An obvious sufficient condition for $H(x)$ to be increasing is $G'''(x)>0$. However, the symmetric version ($G'''(x)<0$) does not guarantee a decreasing $H(x)$ .
(1) Are there any sufficient conditions that are "symmetric" for increasing $H(x)$ and decreasing $H(x)$?
(2) Are there tighter sufficient conditions, or sufficient and necessary conditions?
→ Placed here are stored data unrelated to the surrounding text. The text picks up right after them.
PR #10907, opened 2019-06-05
Overhead Benchmark for Request Throttling

DylanDmitri:
There's a benchmark project!

The single included benchmark captures the overhead of requests passing directly through the middleware (which happens the server has extra room). The baseline represents calling the rest of the pipeline directly without passing through the middleware. Comparing these two numbers, we can get an estimate for the overhead.

|   Method  |     Mean |     Error |    StdDev |      Op/s |  Gen 0 | Allocated |
|------------|----------:|----------:|----------:|----------:|-------:|----------:|
| Baseline | 1.697 us | 0.0337 us | 0.0904 us | 589,400.1 | 3.9063 |     296 B |
 WithEmptyQueueOverhead |  2.080 us | 0.0556 us | 0.1585 us | 480,863.7 | 7.8125 |     440 B |


src/Middleware/RequestThrottling/perf/Microbenchmarks/Overhead.cs
```diff
@@ -0,0 +1,69 @@
...
+            // this one should not change with MaxConcurrentRequests
+            for (int i = 0; i < _numRequests; i++)
+            {
+                await _middleware.Invoke(null);
+            }
+        }
+
+        private async Task NextDelay(HttpContext context)
+        {
+            for (int i = 0; i < 1000; i++) { }
```
jkotalik: I think you need a better way to represent work. spoopy.

DylanDmitri:
Current runs:

|Method | YieldsThreadInternally |         Mean |      Error |     StdDev |          Op/s |    Gen 0 | Allocated |
|------------ |----------------------- |-------------:|-----------:|-----------:|--------------:|---------:|----------:|
| Baseline |              False |     4.599 ns |  0.0968 ns |  0.2145 ns | 217,423,611.1 |        - |       0 B |
|WithEmptyQueueOverhead |                      False |   158.331 ns |  3.1055 ns |  5.1025 ns |   6,315,868.6 |        - |       0 B |
|Baseline |                        True | 1,154.286 ns | 22.1071 ns | 24.5720 ns |     866,336.0 |  31.2500 |     296 B |
| WithEmptyQueueOverhead |                        True | 1,596.948 ns | 32.8273 ns | 92.5899 ns |     626,194.5 | 125.0000 |       0 B |

DylanDmitri:
@halter73 am I good to merge here? 

Also I've snuck a `IRequestQueue` interface into here, to support different queue implementations in the future. It shouldn't technically be in this PR sorry.

src/Middleware/RequestThrottling/perf/Microbenchmarks/QueueFullOverhead.cs
```diff
@@ -0,0 +1,79 @@
...
+    public class QueueFullOverhead
+    {
+        private const int _numRequests = 2000;
+        private int _requestCount = 0;
+        private TaskCompletionSource<bool> tcs;
+
+        private RequestThrottlingMiddleware _middleware;
+
+        [Params(1,8,64)]
+        public int MaxConcurrentRequests;
```
halter73: This variation applies to all scenarios. Only put scenarios that vary on MaxConcurrentRequests in this class.

halter73: If this is flaky with variations, remove the variations for now.

src/Middleware/RequestThrottling/perf/Microbenchmarks/QueueFullOverhead.cs
```diff
@@ -0,0 +1,79 @@
...
+                    loggerFactory: NullLoggerFactory.Instance,
+                    options: Options.Create(options)
+                );
+        }
+
+        [IterationSetup]
+        public void Setup()
+        {
+            _requestCount = 0;
+            tcs = new TaskCompletionSource<bool>();
```
halter73: Nit: we usually use `object` as `T` when it doesn't matter

If this isn't being awaited, we can just use a ManualResetEventSlim, then you don't need to allocate in Setup().

src/Middleware/RequestThrottling/src/Internal/TailDrop.cs
```diff
@@ -0,0 +1,62 @@
+// Copyright (c) .NET Foundation. All rights reserved.
+// Licensed under the Apache License, Version 2.0. See License.txt in the project root for license information.
+
+using System;
+using System.Threading;
+using System.Threading.Tasks;
+
+namespace Microsoft.AspNetCore.RequestThrottling.Internal
+{
+    internal class TailDrop : RequestQueue
```
halter73: We shouldn't just change the default to TailDrop. Keep all the existing tests fro the base RequestQueue and add special tests for TailDrop.

src/Middleware/RequestThrottling/src/Internal/RequestQueue.cs
```diff
@@ -1,62 +1,17 @@
...
 using System;
+using System.Collections.Generic;
+using System.Text;
 using System.Threading;
 using System.Threading.Tasks;
 
 namespace Microsoft.AspNetCore.RequestThrottling.Internal
 {
-    internal class RequestQueue : IDisposable
+    interface RequestQueue : IDisposable
```
halter73: IRequestQueue?

IRequestQueue.cs

src/Middleware/RequestThrottling/src/Internal/RequestQueue.cs
```diff
@@ -1,62 +1,17 @@
-// Copyright (c) .NET Foundation. All rights reserved.
-// Licensed under the Apache License, Version 2.0. See License.txt in the project root for license information.
```
halter73: Still need this too

src/Middleware/RequestThrottling/src/Internal/RequestQueue.cs
```diff
@@ -1,62 +1,17 @@
...
-
-            await _serverSemaphore.WaitAsync();
-
-            return true;
-        }
-
-        public void Release()
-        {
-            _serverSemaphore.Release();
+        public int TotalRequests { get; }
```
halter73: You can't put public in interface members

halter73: I guess you can... but don't.

src/Middleware/RequestThrottling/test/TestUtils.cs
```diff
@@ -16,10 +15,12 @@ public static RequestThrottlingMiddleware CreateTestMiddleware(int? maxConcurren
         {
             var options = new RequestThrottlingOptions
             {
-                MaxConcurrentRequests = maxConcurrentRequests,
+                MaxConcurrentRequests = maxConcurrentRequests == 0 ? 999 : maxConcurrentRequests,
                 RequestQueueLimit = requestQueueLimit
             };
 
+            options.ServerAlwaysBlocks = maxConcurrentRequests == 0;
```
halter73: This check should be in options or the middleware. Right now this only work if you use TestUtils.

halter73: I think I understand now. What you have is fine, just use a different method for the ServerAlwaysBlocks case.

src/Middleware/RequestThrottling/perf/Microbenchmarks/QueueFullOverhead.cs
DylanDmitri: reduced to only one param, this also helps with flaky tests

src/Middleware/RequestThrottling/src/Internal/TailDrop.cs
DylanDmitri: Hopefully will have multiple queue implementations soon, will run the existing tests on all of them.

src/Middleware/RequestThrottling/perf/Microbenchmarks/QueueFullOverhead.cs
```diff
@@ -0,0 +1,79 @@
...
+using Microsoft.Extensions.Logging.Abstractions;
+using Microsoft.Extensions.Options;
+
+namespace Microsoft.AspNetCore.RequestThrottling.Microbenchmarks
+{
+    public class QueueFullOverhead
+    {
+        private const int _numRequests = 2000;
+        private int _requestCount = 0;
+        private ManualResetEventSlim mres = new ManualResetEventSlim();
```
halter73:
```suggestion
        private ManualResetEventSlim _mres = new ManualResetEventSlim();
```

src/Middleware/RequestThrottling/sample/Startup.cs
```diff
@@ -15,6 +15,8 @@ namespace RequestThrottlingSample
 {
     public class Startup
     {
+        private int totalLoads = 0;
```
halter73:
```suggestion
        private int _totalLoads = 0;
```

src/Middleware/RequestThrottling/src/RequestThrottlingMiddleware.cs
```diff
@@ -51,9 +51,15 @@ public RequestThrottlingMiddleware(RequestDelegate next, ILoggerFactory loggerFa
 
             _next = next;
             _logger = loggerFactory.CreateLogger<RequestThrottlingMiddleware>();
-            _requestQueue = new RequestQueue(
-                _requestThrottlingOptions.MaxConcurrentRequests.Value,
-                _requestThrottlingOptions.RequestQueueLimit);
+
+            if (_requestThrottlingOptions.ServerAlwaysBlocks)
```
halter73: Nit: comment here too that this is for testing only

halter73 (approved):

DylanDmitri:
@aspnet-hello triage https://dev.azure.com/dnceng/public/_build/results?buildId=220646&view=logs&jobId=f2f63060-d9d6-52d0-adee-b97db5a9ab91

aspnet-hello:

PR #10914, opened 2019-06-05
Fix a write past the end of buffer in IntegerEncoder

### LINKED ISSUE #10913: HPACK multi-byte integer encoding writes past end of buffer
The HPACK integer encoder will write past the end of a too-short buffer when encoding an integer into multiple bytes, on line 47 below:

https://github.com/aspnet/AspNetCore/blob/9cd2ad15ff2a306bab9894dc7c1926c196b3fa2e/src/Servers/Kestrel/Core/src/Internal/Http2/HPack/IntegerEncoder.cs#L36-L47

The condition $G'''(x) < 0$ is actually not enough to guarantee $H(x)$ is increasing. Let \begin{align*} G(x) = \left\{1 -\frac{9}{5}x + \frac{3}{5}x^2 + \frac{1}{5}x^3\right\}\mathbb{I}(0 \le x \le 1) \end{align*} We can confirm $G(x) \in [0, 1]$, $G'(x) \le 0$ on $[0, 1]$, and $G'''(x) = 6/5 > 0$. Then, take, say, $p_1 = p_2 = 1/2$ and $e_1 = 0, e_2 = \epsilon$. Then \begin{align*} H(x) = \frac{0.5(1 -\frac{9}{5}x + \frac{3}{5}x^2 + \frac{1}{5}x^3) + 0.5(1 -\frac{9}{5}(x+\epsilon) + \frac{3}{5}(x+\epsilon)^2 + \frac{1}{5}(x+\epsilon)^3)}{1 -\frac{9}{5}x + \frac{3}{5}x^2 + \frac{1}{5}x^3} \end{align*} Then, \begin{align*} \frac{d}{dx}H(x)\bigg|_{x = \epsilon/2} = \frac{\epsilon(-54\epsilon^3 - 396\epsilon^2 - 936\epsilon + 816)}{(\epsilon-2)^2(\epsilon+10)^2} \end{align*} If I plug in, for example, $\epsilon = 0.1$, then the quantity above is $\approx -0.103$, and therefore $H(x)$ is decreasing. I know my $G$ is restricted to $[0, 1]$, but you can imagine a smoother on $G$ so that it is on the entire real line.
Sufficient conditions
If we suppose $\mathcal{E}$ follows a discrete distribution with on $(e_1, \cdots, e_N)$ with respective probabilities $(p_1, \cdots, p_N)$, then we may write \begin{align*} H(x) = \frac{\mathbb{E}[G(x+\mathcal{E})]}{G(x)} \end{align*} where the expectation is taken with respect to the above defined distribution. The derivative of the log is \begin{align*} \frac{d}{dx} \log H(x) = \frac{\mathbb{E}[G'(x+\mathcal{E})]}{\mathbb{E}[G(x+\mathcal{E})]} - \frac{G'(x)}{G(x)} \end{align*} where I was able to bring the derivative into $\mathbb{E}$ by assuming "$G$ is smooth enough". If $H(x)$ were to be increasing, then $\frac{d}{dx} \log H(x) \ge 0$, or \begin{align*} \frac{\mathbb{E}[G'(x+\mathcal{E})]}{\mathbb{E}[G(x+\mathcal{E})]} \ge \frac{G'(x)}{G(x)} \end{align*} Therefore, sufficient conditions are \begin{align*} \mathbb{E}[G'(x+\mathcal{E})] \ge G'(x) \qquad \text{and} \qquad \mathbb{E}[G(x+\mathcal{E})] \le G(x) \end{align*} and sufficient conditions for this are \begin{align*} G' \text{ is convex and } G \text{ is concave} \end{align*} and sufficient conditions for this are \begin{align*} G''' > 0, G'' < 0 \end{align*} If you rework this proof above, you'll also see sufficient conditions for $H(x)$ to be decreasing is $G''' < 0, G'' > 0$.